- [SUPPLIED MATERIAL]

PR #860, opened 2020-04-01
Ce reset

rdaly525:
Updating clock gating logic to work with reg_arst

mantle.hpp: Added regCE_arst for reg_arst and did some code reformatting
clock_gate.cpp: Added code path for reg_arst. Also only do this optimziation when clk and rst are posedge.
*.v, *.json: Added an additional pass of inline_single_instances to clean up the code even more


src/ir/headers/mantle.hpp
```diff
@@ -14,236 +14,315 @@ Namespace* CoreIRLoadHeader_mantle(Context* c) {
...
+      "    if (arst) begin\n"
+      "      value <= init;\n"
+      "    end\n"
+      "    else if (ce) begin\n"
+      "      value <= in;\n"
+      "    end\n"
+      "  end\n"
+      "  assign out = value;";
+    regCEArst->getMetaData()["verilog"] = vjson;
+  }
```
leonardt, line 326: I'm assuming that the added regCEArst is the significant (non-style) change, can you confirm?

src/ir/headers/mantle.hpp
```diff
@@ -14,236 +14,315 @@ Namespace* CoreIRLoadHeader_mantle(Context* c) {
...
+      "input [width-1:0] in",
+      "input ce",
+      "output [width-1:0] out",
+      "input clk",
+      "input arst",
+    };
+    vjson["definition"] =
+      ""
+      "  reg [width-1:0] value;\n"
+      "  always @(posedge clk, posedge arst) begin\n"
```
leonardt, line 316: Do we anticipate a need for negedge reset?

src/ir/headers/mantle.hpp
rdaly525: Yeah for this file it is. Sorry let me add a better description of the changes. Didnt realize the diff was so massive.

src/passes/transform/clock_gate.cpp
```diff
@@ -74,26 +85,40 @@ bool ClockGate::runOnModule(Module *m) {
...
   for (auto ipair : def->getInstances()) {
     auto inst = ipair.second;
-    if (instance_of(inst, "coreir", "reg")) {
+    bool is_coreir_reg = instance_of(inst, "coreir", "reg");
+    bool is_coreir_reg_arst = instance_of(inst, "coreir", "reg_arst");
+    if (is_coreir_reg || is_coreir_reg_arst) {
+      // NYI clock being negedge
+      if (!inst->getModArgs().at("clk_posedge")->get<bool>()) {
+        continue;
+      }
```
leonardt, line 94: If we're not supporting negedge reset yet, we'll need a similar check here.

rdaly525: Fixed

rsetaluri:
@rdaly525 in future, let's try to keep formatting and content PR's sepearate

---

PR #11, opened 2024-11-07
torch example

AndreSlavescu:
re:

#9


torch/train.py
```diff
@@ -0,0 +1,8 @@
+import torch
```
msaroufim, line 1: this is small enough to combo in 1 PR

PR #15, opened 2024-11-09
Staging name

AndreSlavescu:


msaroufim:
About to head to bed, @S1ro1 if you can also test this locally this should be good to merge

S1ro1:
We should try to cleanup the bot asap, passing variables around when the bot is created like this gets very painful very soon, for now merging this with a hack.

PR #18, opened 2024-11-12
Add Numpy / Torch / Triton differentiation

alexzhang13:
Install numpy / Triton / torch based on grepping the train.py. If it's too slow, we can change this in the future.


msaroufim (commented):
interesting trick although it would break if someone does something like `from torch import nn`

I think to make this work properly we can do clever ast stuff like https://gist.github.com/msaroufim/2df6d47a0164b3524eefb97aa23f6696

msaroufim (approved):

...

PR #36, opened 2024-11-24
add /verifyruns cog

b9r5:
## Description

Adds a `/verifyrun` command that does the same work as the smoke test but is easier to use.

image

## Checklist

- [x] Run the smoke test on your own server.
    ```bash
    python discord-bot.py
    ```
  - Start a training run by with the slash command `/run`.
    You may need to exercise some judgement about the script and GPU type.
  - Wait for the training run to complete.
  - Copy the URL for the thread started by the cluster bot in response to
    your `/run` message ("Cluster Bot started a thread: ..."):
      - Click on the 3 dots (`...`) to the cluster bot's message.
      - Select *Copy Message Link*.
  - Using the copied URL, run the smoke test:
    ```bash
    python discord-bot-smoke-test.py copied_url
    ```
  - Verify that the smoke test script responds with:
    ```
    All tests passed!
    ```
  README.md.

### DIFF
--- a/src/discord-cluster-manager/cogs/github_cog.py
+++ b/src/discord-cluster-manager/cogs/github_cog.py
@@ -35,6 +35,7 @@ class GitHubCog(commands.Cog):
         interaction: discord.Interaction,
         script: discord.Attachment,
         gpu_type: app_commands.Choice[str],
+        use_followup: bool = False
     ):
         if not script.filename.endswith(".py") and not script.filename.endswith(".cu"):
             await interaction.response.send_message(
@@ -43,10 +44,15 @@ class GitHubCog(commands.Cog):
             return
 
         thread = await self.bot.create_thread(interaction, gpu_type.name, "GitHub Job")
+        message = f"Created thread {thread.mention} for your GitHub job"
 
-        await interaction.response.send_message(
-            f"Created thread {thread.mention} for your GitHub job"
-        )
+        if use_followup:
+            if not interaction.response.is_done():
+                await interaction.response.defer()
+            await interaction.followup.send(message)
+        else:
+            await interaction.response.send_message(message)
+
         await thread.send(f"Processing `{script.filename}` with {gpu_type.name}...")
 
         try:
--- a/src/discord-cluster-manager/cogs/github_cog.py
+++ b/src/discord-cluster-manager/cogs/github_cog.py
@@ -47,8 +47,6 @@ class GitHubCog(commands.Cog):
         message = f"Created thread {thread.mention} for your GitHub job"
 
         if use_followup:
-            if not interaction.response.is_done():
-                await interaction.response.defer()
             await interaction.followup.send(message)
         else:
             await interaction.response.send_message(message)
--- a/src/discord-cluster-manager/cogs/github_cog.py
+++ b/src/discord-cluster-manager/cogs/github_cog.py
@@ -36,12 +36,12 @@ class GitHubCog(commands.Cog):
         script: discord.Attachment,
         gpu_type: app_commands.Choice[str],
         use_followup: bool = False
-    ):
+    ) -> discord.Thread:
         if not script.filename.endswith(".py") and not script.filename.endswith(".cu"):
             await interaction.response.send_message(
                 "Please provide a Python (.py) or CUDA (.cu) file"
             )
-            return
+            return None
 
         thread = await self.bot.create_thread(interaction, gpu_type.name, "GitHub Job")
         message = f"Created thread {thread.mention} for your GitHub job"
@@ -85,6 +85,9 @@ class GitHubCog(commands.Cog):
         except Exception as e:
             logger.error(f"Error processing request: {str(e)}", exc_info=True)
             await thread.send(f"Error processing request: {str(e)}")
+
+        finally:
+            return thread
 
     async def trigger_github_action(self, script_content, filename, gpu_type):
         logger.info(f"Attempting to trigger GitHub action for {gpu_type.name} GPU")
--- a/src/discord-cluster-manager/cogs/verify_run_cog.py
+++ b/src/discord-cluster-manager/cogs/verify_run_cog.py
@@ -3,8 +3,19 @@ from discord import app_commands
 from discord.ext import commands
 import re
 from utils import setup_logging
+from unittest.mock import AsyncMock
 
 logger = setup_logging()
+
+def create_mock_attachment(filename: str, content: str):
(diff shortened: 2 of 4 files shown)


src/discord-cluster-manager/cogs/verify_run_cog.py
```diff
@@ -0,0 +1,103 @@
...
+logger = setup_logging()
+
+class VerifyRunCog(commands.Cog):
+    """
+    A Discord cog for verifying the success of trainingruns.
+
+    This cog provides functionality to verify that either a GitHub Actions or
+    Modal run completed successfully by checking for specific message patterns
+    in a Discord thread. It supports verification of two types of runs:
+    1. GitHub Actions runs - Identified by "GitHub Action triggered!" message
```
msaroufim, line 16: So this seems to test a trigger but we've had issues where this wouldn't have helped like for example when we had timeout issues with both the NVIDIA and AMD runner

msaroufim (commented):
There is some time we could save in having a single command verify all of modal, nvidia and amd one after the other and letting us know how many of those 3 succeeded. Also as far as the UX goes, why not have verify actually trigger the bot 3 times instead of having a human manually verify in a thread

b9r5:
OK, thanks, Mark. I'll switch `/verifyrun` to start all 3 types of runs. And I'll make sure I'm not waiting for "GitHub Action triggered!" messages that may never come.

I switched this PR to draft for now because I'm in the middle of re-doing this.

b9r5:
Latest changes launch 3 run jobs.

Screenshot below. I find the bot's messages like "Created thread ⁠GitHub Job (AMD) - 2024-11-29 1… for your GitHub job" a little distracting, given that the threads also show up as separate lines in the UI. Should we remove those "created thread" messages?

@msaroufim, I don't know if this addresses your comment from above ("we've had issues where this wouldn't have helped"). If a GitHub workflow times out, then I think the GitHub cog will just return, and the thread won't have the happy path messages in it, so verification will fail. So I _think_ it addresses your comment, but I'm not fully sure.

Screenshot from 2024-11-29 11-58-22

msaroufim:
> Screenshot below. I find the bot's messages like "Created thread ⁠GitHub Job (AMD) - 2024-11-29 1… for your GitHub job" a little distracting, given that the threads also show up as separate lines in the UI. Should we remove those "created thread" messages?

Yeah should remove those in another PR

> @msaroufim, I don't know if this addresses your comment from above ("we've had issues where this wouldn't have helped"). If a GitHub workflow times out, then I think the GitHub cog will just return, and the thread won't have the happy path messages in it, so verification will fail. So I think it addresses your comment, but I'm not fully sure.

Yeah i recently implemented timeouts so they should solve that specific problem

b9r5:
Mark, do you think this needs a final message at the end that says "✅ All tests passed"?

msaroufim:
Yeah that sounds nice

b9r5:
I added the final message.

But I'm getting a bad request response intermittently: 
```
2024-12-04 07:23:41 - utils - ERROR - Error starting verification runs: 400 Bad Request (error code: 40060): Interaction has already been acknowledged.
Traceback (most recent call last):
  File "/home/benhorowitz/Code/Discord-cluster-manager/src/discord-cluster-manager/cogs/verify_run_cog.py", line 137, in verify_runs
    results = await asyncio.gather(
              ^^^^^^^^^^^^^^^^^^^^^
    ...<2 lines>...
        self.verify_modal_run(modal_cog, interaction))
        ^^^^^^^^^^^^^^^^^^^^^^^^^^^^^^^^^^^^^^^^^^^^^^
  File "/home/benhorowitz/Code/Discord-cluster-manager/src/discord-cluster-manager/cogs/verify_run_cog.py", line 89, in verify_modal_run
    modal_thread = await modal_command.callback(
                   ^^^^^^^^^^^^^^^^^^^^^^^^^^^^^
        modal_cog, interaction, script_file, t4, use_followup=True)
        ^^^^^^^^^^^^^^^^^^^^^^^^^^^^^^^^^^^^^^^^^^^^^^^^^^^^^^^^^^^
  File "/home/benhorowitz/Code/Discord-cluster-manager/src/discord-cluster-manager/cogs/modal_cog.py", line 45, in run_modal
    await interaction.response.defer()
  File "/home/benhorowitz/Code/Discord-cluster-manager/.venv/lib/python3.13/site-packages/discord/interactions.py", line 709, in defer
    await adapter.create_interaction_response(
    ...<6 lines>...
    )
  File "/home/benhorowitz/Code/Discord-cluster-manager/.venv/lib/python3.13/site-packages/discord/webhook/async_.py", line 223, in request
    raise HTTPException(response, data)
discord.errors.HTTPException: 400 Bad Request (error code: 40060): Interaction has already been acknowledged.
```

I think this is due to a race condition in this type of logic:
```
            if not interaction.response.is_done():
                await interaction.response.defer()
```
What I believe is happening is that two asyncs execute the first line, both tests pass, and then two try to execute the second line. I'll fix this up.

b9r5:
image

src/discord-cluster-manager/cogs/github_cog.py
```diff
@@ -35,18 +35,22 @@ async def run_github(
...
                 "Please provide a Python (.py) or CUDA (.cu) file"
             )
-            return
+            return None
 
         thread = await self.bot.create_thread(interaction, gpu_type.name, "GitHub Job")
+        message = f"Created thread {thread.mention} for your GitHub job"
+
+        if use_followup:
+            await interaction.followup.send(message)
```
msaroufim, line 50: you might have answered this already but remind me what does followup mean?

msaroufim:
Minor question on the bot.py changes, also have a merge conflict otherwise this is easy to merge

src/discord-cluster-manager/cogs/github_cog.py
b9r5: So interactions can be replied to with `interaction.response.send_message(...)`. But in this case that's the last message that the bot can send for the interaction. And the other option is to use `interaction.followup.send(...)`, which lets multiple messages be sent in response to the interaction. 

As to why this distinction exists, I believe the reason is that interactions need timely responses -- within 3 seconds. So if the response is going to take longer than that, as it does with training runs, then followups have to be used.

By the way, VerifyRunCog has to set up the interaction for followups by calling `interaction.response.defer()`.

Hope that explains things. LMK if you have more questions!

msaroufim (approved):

- [PROBLEM REQUIREMENTS] Go over the listing above and copy out each line that includes "reset".

- [THE COMPLETED TASK]
Ce reset
leonardt, line 316: Do we anticipate a need for negedge reset?
leonardt, line 94: If we're not supporting negedge reset yet, we'll need a similar check here.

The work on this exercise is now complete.